The CQuartz treatment last a few years, but I also periodically spray on a product from P&S called Bead Maker. It greatly enhances the repellant qualities of the coating.


----------



## Frontier Guy (Dec 27, 2015)

Wash it weekly, clay/polish/wax twice a year, 6 yrs old, paint still looks excellent


----------



## Daisey77 (Jan 13, 2016)

Ceramic coating does not protect from scratches. Unfortunately that's a big misconception many people have. Probably a marketing tactic but it does not protect against scratches. On an older vehicle I'd highly suggest color correction before ceramic coating.

Or just PLASTI DIP 🤣


----------



## _Tron_ (Feb 9, 2020)

Daisey77 said:


> Ceramic coating does not protect from scratches. Unfortunately that's a big misconception many people have. Probably a marketing tactic but it does not protect against scratches. On an older vehicle I'd highly suggest color correction before ceramic coating.
> 
> Or just PLASTI DIP 🤣


You are certainly correct (as you often are) that some have unduly high expectations that a ceramic coated car is resistant to scratches. However I would assert that since ceramic is harder than wax/clearcoat, their is some protection against small scratches.


----------



## Bork_Bork_Bork (May 20, 2019)

Wrap FTW! Naturally, paint correction is required prior to wrap.


----------



## Ted Fink (Mar 19, 2018)

If you drive your car 80,000 miles a year you wear everything else out before the paint fades... that's my current strategy LOL


----------



## losiglow (Dec 4, 2018)

Ted Fink said:


> If you drive your car 80,000 miles a year you wear everything else out before the paint fades... that's my current strategy LOL


This. 

I still wax every 4-6 months but I'll sell it at 250k+ miles when it's only 5 years old or so. Long before the clear coat fades.


----------



## Disgusted Driver (Jan 9, 2015)

One could argue that if you care about the paint you are driving too nice a vehicle for Uber.


----------



## Bork_Bork_Bork (May 20, 2019)

Or you could certainly prove that none of you have lives.


----------



## Frontier Guy (Dec 27, 2015)

Bork_Bork_Bork said:


> Wrap FTW! Naturally, paint correction is required prior to wrap.


Wrap is very little protection, they fade/crack/peel over time, and in some circumstances make it worse once they start to peel


----------



## Frontier Guy (Dec 27, 2015)

There's a new type of clear bra material that supposedly self heals, under certain conditions. But, even clear bra is not perfect, especially when you try to remove it, it will often ruin the paint.


----------



## Bork_Bork_Bork (May 20, 2019)

Frontier Guy said:


> Wrap is very little protection, they fade/crack/peel over time, and in some circumstances make it worse once they start to peel


Wrong. Wrap is the best protection. Short of armor, name anything better. This, of course, assumes quality material and installation. Not the typical Uber Ant opinion where cheapest is best.


----------



## Daisey77 (Jan 13, 2016)

Bork_Bork_Bork said:


> Wrong. Wrap is the best protection. Short of armor, name anything better. This, of course, assumes quality material and installation. Not the typical Uber Ant opinion where cheapest is best.

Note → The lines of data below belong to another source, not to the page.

PR #1142, opened 2020-04-25
Improve padding

AStupidBear:
- remove SamePadding, use string instead
- add causal padding for 1D convolution
- use manual padding for CuArrays
- add test for same padding on gpu

### DIFF
--- a/src/layers/conv.jl
+++ b/src/layers/conv.jl
@@ -20,13 +20,13 @@ function calc_padding(pad::AbstractString, k::NTuple{N,T}, dilation, stride) whe
     # For stride > 1 the output shape depends on the type of convolution layer.
     # In case amount of padding is odd we need to apply different amounts to each side.
     ntuple(Val(2*N)) do d
-      p = k_eff[d ÷ 2 + 1] - 1
-      isodd(d) ? ceil(Int, p / 2) : pad ÷ 2
+      p = k_eff[(d + 1) ÷ 2] - 1
+      isodd(d) ? ceil(Int, p / 2) : p ÷ 2
     end
   elseif pad == "causal"
     @assert length(k) == 1
     ntuple(Val(2*N)) do d
-      p = k_eff[d ÷ 2 + 1] - 1
+      p = k_eff[(d + 1) ÷ 2] - 1
       isodd(d) ? p : 0 
     end
   elseif pad == "valid"
--- a/src/layers/conv.jl
+++ b/src/layers/conv.jl
@@ -34,6 +34,24 @@ function calc_padding(pad::AbstractString, k::NTuple{N,T}, dilation, stride) whe
   end
 end
 
+need_manual_padding(x, pad) = x isa CuArrays.CuArray && pad[1:2:end] != pad[2:2:end]
+
+function padding(x, pad::NTuple{N, Int}) where N
+  all(iszero, pad) && return x
+  if sum(pad) > 0
+    xl = fill!(similar(x, pad[1:2:end]..., size(x)[end-1:end]...), 0)
+    xr = fill!(similar(x, pad[2:2:end]..., size(x)[end-1:end]...), 0)
+    cat(xl, x, xr, dims = 1:(N ÷ 2))
+  else
+    ids = ntuple(Val(N ÷ 2)) do d
+      l, r = pad[2d - 1], pad[2d]
+      @show l, r
+      (1 - l):(size(x, d) + r)
+    end
+    x[ids..., :, :]
+  end
+end
+
 """
     Conv(size, in => out, σ = identity; init = glorot_uniform,
          stride = 1, pad = 0, dilation = 1)
@@ -70,7 +88,7 @@ end
 function Conv(w::AbstractArray{T,N}, b::AbstractVector{T}, σ = identity;
               stride = 1, pad = 0, dilation = 1) where {T,N}
   stride = expand(Val(N-2), stride)
-  dilation = expand(Val(N-2), dilation)
+  dilation = expand(Val(N-2), max.(1, dilation))
   pad = calc_padding(pad, size(w)[1:N-2], dilation, stride)
   return Conv(σ, w, b, stride, pad, dilation)
 end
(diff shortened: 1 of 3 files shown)


src/layers/conv.jl
```diff
@@ -8,25 +8,49 @@ _convtransoutdims(isize, ksize, ssize, dsize, pad) = (isize .- 1).*ssize .+ 1 .+
...
+
+need_manual_padding(x, pad) = x isa CuArrays.CuArray && pad[1:2:end] != pad[2:2:end]
+
+@nograd need_manual_padding
+
+function padding(x, pad::NTuple{N, Int}) where N
+  all(iszero, pad) && return x
+  if sum(pad) > 0
+    xl = fill!(similar(x, pad[1:2:end]..., size(x)[end-1:end]...), 0)
+    xr = fill!(similar(x, pad[2:2:end]..., size(x)[end-1:end]...), 0)
```
CarloLucibello, line 45: is this zygote friendly?

src/layers/conv.jl
```diff
@@ -95,7 +119,7 @@ Conv(weight = weight,
 function Conv(w::AbstractArray{T,N}, b::Union{Zeros, AbstractVector{T}}, σ = identity;
               stride = 1, pad = 0, dilation = 1) where {T,N}
   stride = expand(Val(N-2), stride)
-  dilation = expand(Val(N-2), dilation)
+  dilation = expand(Val(N-2), max.(1, dilation))
```
CarloLucibello, line 122: please don't insert unrelated changes in a PR. 
Also, if we want a dilsation >=1  better use an `@assert`

AStupidBear: removed now

src/layers/conv.jl
AStupidBear: already fixed

DrChainsaw:
Great to see support for asymmetric padding. Just wondering if there is a better place to add it. Why not put it where this warning message is emitted:
```julia
julia> cc = Conv((3,4), 2=>2, pad=(0,1,2,3)) |> gpu;

julia> cc(ones(4,4,2,1) |> gpu)
┌ Warning: CuDNN does not support asymmetric padding; defaulting to symmetric choice
└ @ CuArrays.CUDNN E:\Programs\julia\.julia\packages\CuArrays\A6GUx\src\dnn\conv.jl:49
```
That code does anyways not seem to work as you get a CUDNN_STATUS_BAD_PARAM right after the warning.

Btw, whats the reason for using strings as the padding alternatives? Isn't symbols more idiomatic and saves one symbol of typing? I guess the current implementation also locks out people from adding more padding types as strings, but I don't wanna be padshedding too much :)

src/layers/conv.jl
```diff
@@ -229,16 +265,16 @@ end
 
 @functor ConvTranspose
 
-function conv_transpose_dims(c::ConvTranspose, x::AbstractArray)
+function conv_transpose_dims(c::ConvTranspose, x::AbstractArray; pad = c.pad)
```
johnnychen94, line 268: We should either expose no kwargs here (keep this unchanged) or expose all the kwargs (i.e., `pad`, `dilation` and `stride`) from `DenseConvDims`.

My personal opinion is that I don't feel good to expose these keywords.

src/layers/conv.jl
```diff
@@ -8,25 +8,56 @@ _convtransoutdims(isize, ksize, ssize, dsize, pad) = (isize .- 1).*ssize .+ 1 .+
...
 
-"""
-    SamePad
-
-Padding for convolutional layers will be calculated so that outputshape == inputshape when stride = 1.
-
-For stride > 1 the output shape depends on the type of convolution layer.
-"""
-struct SamePad end
+calc_padding(pad, k::NTuple{N,T}, dilation, stride) where {T,N} = expand(Val(2*N), pad)
```
johnnychen94, line 11: Personally, I prefer the original trait-based use pattern; I don't think it makes things clearer or easier to manually write the dispatching table (if-elseif-else).

If removing the old `SamePad`, we should add a deprecation warning for it, otherwise, people get surprised. Saying this, I don't think it a good idea to change the API in this enhancement PR. A separate PR or issue would be fine.

BTW, I don't see any tests related to this, can you add some for it?

src/layers/conv.jl
```diff
@@ -8,25 +8,56 @@ _convtransoutdims(isize, ksize, ssize, dsize, pad) = (isize .- 1).*ssize .+ 1 .+
...
   k_eff = @. k + (k - 1) * (dilation - 1)
-  # How much total padding needs to be applied?
-  pad_amt = @. k_eff - 1
-  # In case amount of padding is odd we need to apply different amounts to each side.
-  return Tuple(mapfoldl(i -> [ceil(Int, i/2), floor(Int, i/2)], vcat, pad_amt))
+  if pad == "same"
+    # Padding for convolutional layers will be calculated so that outputshape == inputshape when stride = 1.
+    # For stride > 1 the output shape depends on the type of convolution layer.
+    # In case amount of padding is odd we need to apply different amounts to each side.
+    ntuple(Val(2*N)) do d
```
johnnychen94, line 22: What's the reasoning behind `Val`? My local test says it's slower.

```julia
julia> @btime ntuple(x->2x, Val(2*N))
  2.278 μs (0 allocations: 0 bytes)
(2, 4, 6, 8)

julia> @btime ntuple(x->2x, 2*N)
  28.345 ns (0 allocations: 0 bytes)
(2, 4, 6, 8)
```

src/layers/conv.jl
```diff
@@ -8,25 +8,56 @@ _convtransoutdims(isize, ksize, ssize, dsize, pad) = (isize .- 1).*ssize .+ 1 .+
...
+
+function _get_paddings(x, pad)
+  xl = fill!(similar(x, pad[1:2:end]..., size(x)[end-1:end]...), 0)
+  xr = fill!(similar(x, pad[2:2:end]..., size(x)[end-1:end]...), 0)
+  return xl, xr
+end
+
+@nograd _get_paddings
+
+function padding(x, pad::NTuple{N, Int}) where N
```
johnnychen94, line 49: This function name `padding` seems like a very common name and is very likely to be confused with kwargs `pad` and `padding`. How about renaming it to `pad_array`?

src/layers/conv.jl
```diff
@@ -249,8 +285,13 @@ end
 function (c::ConvTranspose)(x::AbstractArray)
   # ndims(x) == ndims(c.weight)-1 && return squeezebatch(c(reshape(x, size(x)..., 1)))
   σ, b = c.σ, reshape(c.bias, map(_->1, c.stride)..., :, 1)
-  cdims = conv_transpose_dims(c, x)
-  σ.(∇conv_data(x, c.weight, cdims) .+ b)
+  if need_manual_padding(x, c.pad)
+    cdims = conv_transpose_dims(c, x, pad = zero.(c.pad))
+    x = padding(σ.(∇conv_data(x, c.weight, cdims) .+ b), .-c.pad)
```
johnnychen94, line 290: unused `x` here.

src/layers/conv.jl
johnnychen94: Is this type-stable?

Even if you go with 3M it provides very little to no protection. It protects the paint from the Sun but does very little to protect your car against anything much more than superficial damage. Even then the paint job can handle the damage better in terms of repairs than a wrap a lot of the time


----------



## Bork_Bork_Bork (May 20, 2019)

Daisey77 said:


> Even if you go with 3M it provides very little to no protection. It protects the paint from the Sun but does very little to protect your car against anything much more than superficial damage. Even then the paint job can handle the damage better in terms of repairs than a wrap a lot of the time


3M is just a name. Vinyl is vinyl with regard to protection. Have you ever had a car wrapped? I’m going to guess no, based on your completely inaccurate statements.


----------



## mbd (Aug 27, 2018)

Deltron touch up paint , body shop uses them … info placarded on your car door . Get 20 dollars worth and store it .


----------



## Daisey77 (Jan 13, 2016)

Bork_Bork_Bork said:


> 3M is just a name. Vinyl is vinyl with regard to protection. Have you ever had a car wrapped? I’m going to guess no, based on your completely inaccurate statements.


Yep I have actually. Obviously not every manufacturers wrap is exactly the same otherwise they wouldn't be patented


----------



## 142605 (Mar 4, 2018)

Frontier Guy said:


> Wash it weekly, clay/polish/wax twice a year, 6 yrs old, paint still looks excellent


Is twice a year enough? I wax it every month or two at most, before it loses protection. I find that way I don’t need to clay it first, and the polish goes on and comes off easier.


----------